Pamela Ricard sued the Geary County School District for a First Amendment violation after she was suspended for three days in April 2021.
Ricard, 58, worked at Fort Riley Middle School in Kansas before retiring in May this year. She was reprimanded after she referred to a student as “miss” to avoid using his preferred first name, after Picard was told the student used he/him pronouns.
She argued the punishment infringed on her rights of religious freedom, MailOnline reported.
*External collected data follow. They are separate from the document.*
PR #2156, opened 2026-08-08
fix: strip control characters from Less status messages

uchiha-bug-hunter:
`less *` in a directory holding `report\e]0;pwned\a.txt`, the status-line bytes:

    \e[7mréport\e]0;pwned\a.txt\e[27m

`message` is set to `source.getName()` in `openSource()`, so it lands before any keystroke. `display()` appends it with a plain `AttributedStringBuilder.append()`, which writes to the terminal byte for byte, so the OSC 0 in the file name sets the window title (OSC 52 writes the clipboard the same way). The pager body already routes through `fromAnsi` and the input buffer through `printable()`; only the `message` branch was raw. Filtered it there, dropping ISO control characters while keeping non-ASCII text so real file names still render.

## Summary by CodeRabbit

* **Bug Fixes**
  * Sanitized terminal viewer messages, prompts, and filenames to remove control characters.
  * Preserved printable ASCII and Unicode text during display.
  * Prevented escape sequences and alert characters from affecting terminal output.

### DIFF
--- a/builtins/src/main/java/org/jline/builtins/Less.java
+++ b/builtins/src/main/java/org/jline/builtins/Less.java
@@ -1477,7 +1477,7 @@ public class Less {
             msg.append("&");
         } else if (defaultPrompt != null) {
             msg.style(AttributedStyle.INVERSE);
-            msg.append(defaultPrompt);
+            msg.append(stripControlChars(defaultPrompt));
             msg.style(AttributedStyle.INVERSE.inverseOff());
         } else {
             msg.append(":");
--- a/builtins/src/main/java/org/jline/builtins/Less.java
+++ b/builtins/src/main/java/org/jline/builtins/Less.java
@@ -1225,6 +1225,19 @@ public class Less {
         return sb.toString();
     }
 
+    // Drops ESC, BEL, the 8-bit C1 introducers and other ISO control characters while keeping
+    // printable (including non-ASCII) text, so a file name shown on the status line cannot carry
+    // an escape sequence into the terminal.
+    private static String stripControlChars(String s) {
+        StringBuilder sb = new StringBuilder(s.length());
+        s.codePoints().forEach(cp -> {
+            if (!Character.isISOControl(cp)) {
+                sb.appendCodePoint(cp);
+            }
+        });
+        return sb.toString();
+    }
+
     void moveForward(int lines) throws IOException {
         Pattern dpCompiled = getPattern(true);
         int width = size.getColumns() - (printLineNumbers ? 8 : 0);
@@ -1458,7 +1471,7 @@ public class Less {
             msg.append(" ").append(printable(bindingReader.getCurrentBuffer()));
         } else if (message != null) {
             msg.style(AttributedStyle.INVERSE);
-            msg.append(message);
+            msg.append(stripControlChars(message));
             msg.style(AttributedStyle.INVERSE.inverseOff());
         } else if (displayPattern != null) {
             msg.append("&");
--- a/builtins/src/main/java/org/jline/builtins/Less.java
+++ b/builtins/src/main/java/org/jline/builtins/Less.java
@@ -1086,7 +1086,7 @@ public class Less {
                 if (displayMessage) {
                     AttributedStringBuilder asb = new AttributedStringBuilder();
                     asb.style(AttributedStyle.INVERSE);
-                    asb.append(source.getName()).append(" (press RETURN)");
+                    asb.append(stripControlChars(source.getName())).append(" (press RETURN)");
                     asb.toAttributedString().println(terminal);
                     terminal.writer().flush();
                     terminal.reader().read();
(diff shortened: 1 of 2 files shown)


gnodet (approved):
Clean, well-targeted security fix that sanitizes the Less pager's status line output to prevent terminal escape injection via crafted file names. The single-point sanitization at the display output path is the correct design — it is impossible for a new code path to bypass the sanitization.

All paths where `source.getName()` reaches the status line (`openSource()`, `eof()`, and `MESSAGE_FILE_INFO` expansion) flow through the same sanitized `msg.append(stripControlChars(message))`. The use of `Character.isISOControl()` is correct and comprehensive (C0, DEL, C1 controls), and using `codePoints()` instead of `charAt()` correctly handles supplementary Unicode characters.

**Minor hardening suggestion (non-blocking):** the `defaultPrompt` path (line ~1467) also renders unsanitized text via `msg.append(defaultPrompt)`. While `defaultPrompt` is set by application code (not external file names) and is not an immediate attack vector, applying `stripControlChars` there too would provide defense in depth as a future follow-up.

LGTM — correct and well-scoped.

uchiha-bug-hunter:
Makes sense. Since it's a one-liner I folded the defaultPrompt hardening into this PR rather than a follow-up: that branch now goes through stripControlChars too, with a display test next to the message one. LessTest passes locally (19 tests).

gnodet (approved):
Re-review after new commit `2d18d4d2`: the author addressed the defense-in-depth suggestion from the previous review by applying `stripControlChars()` to the `defaultPrompt` path as well. Clean one-liner change with a well-structured parallel test. CI and SonarCloud green.

LGTM — good security hardening.

gnodet (approved):
Correct and well-scoped security fix that sanitizes the Less pager's status-line output using `Character.isISOControl()`, preventing terminal escape injection via crafted filenames.

Strengths:
- `Character.isISOControl()` covers C0 (0x00-0x1F including ESC and BEL), DEL (0x7F), and C1 (0x80-0x9F including 8-bit CSI 0x9B and OSC 0x9D) — blocks all known injection vectors while preserving printable non-ASCII text.
- Using `codePoints()` instead of `charAt()` correctly handles supplementary Unicode characters above U+FFFF.
- Single-point sanitization at the display output path is the right architectural choice — all `message` assignments from `source.getName()` flow through the sanitized `display()` method.
- Tests verify both stripping of control sequences and preservation of printable text.

**Suggestion** (non-blocking): Two secondary output paths in `openSource()` also use unsanitized `source.getName()`:
- Line ~1089: `asb.append(source.getName()).append(" (press RETURN)")` (after a prior file-not-found when `displayMessage` is true)
- Line ~1103: `asb.append(source.getName()).append(" not found!")` (in the catch block)

Both use `AttributedStringBuilder.append()` followed by `println(terminal)` — the same raw-output pattern this PR fixes in `display()`. Wrapping both in `stripControlChars()` would close the remaining surface. These paths require specific multi-file navigation sequences to trigger, so the primary attack vector is fully addressed by this PR.

### 📋 PR Metadata

| Labels | _(none)_ | `bug` |

### 🔀 Backport Status

⚠️ This security fix targets `master` but no backport PR was found for:
- `4.0.x` — the same unsanitized `message`/`defaultPrompt` path exists there

Consider creating a backport PR or adding a `backport-to-4.0.x` label.

---

uchiha-bug-hunter:
Wrapped both openSource() paths (the "(press RETURN)" line and the "not found!" line) in stripControlChars. Added a test that drives openSource() with a failing source followed by a good one, so both lines are exercised in one pass; it fails on the old code with the OSC introducer reaching the terminal and passes now. LessTest is at 20 tests, all green locally.

On the backport: the same paths exist on 4.0.x, so I can open a cherry-pick PR against that branch once this lands.

gnodet (approved):
Re-reviewed after new commit `fix: strip control characters from the openSource file name lines`.

The commit correctly wraps both remaining `openSource()` display paths — the "(press RETURN)" line and the "not found!" line — in `stripControlChars()`. With this change, all six `source.getName()` call sites in `Less.java` have been audited:
- **4 display paths** are now sanitized (2 through the `message` field in `display()`, 2 directly in `openSource()`)
- **1 non-display path** (`SyntaxHighlighter.build()`) correctly left raw

The new test drives `openSource()` with a failing source followed by a valid one, exercising both error branches in a single pass with a Unicode-aware malicious filename containing an OSC sequence. SonarCloud QG passed. LessTest at 20 tests, all green.

Still LGTM — comprehensive defense against terminal escape injection via crafted filenames in Less status messages.

---

gnodet:
> Wrapped both openSource() paths (the "(press RETURN)" line and the "not found!" line) in stripControlChars. Added a test that drives openSource() with a failing source followed by a good one, so both lines are exercised in one pass; it fails on the old code with the OSC introducer reaching the terminal and passes now. LessTest is at 20 tests, all green locally.
> 
> On the backport: the same paths exist on 4.0.x, so I can open a cherry-pick PR against that branch once this lands.

No need for a back port in 4.0.x.  I don't plan to maintain that branch anymore.

uchiha-bug-hunter:
Got it, I'll skip the 4.0.x backport then. Thanks for merging this.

The school is reported to have conducted diversity and equity training, and recommended staff to refer to students by their chosen names and pronouns.
Court records, reported by the MailOnline, also showed Ricard has been directed not to out the student to his parents.
But Ricard, who is described as a “devout Christian”, apparently felt such requirements violated her beliefs.
“Ms Ricard is a Christian and holds sincere religious beliefs consistent with the traditional Christian and biblical understanding of the human person and biological sex,” her complaint read.
She went on to argue that being compelled to refer to students by their chosen names or pronouns, when asked to, was a violation of her religious freedoms.
The case was settled with Geary School District earlier this week.
According to MailOnline, the settlement agreed the school would issue a statement saying Ricard had been in good standing and was without disciplinary actions against her.
Ricard was aided in her suit by Alliance Defending Freedom, the Christian legal group which was officially designated as an anti-LGBT+ hate group by the Southern Poverty Law Centre in 2017.
According to the SPLC’s profile, the ADF and its members have “regularly demonised LGBT people, falsely linking them to paedophilia, calling them ‘evil’ and a threat to children and society, blaming them for the ‘persecution of devout Christians’”.